Only an exact copy of the listing below will do.

##### Task input #####

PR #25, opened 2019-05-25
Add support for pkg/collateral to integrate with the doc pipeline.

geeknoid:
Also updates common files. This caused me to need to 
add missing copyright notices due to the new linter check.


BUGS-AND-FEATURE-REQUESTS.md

#####

Solved problem:
PR #25, opened 2019-05-25
Add support for pkg/collateral to integrate with the doc pipeline.

geeknoid:
Also updates common files. This caused me to need to 
add missing copyright notices due to the new linter check.


BUGS-AND-FEATURE-REQUESTS.md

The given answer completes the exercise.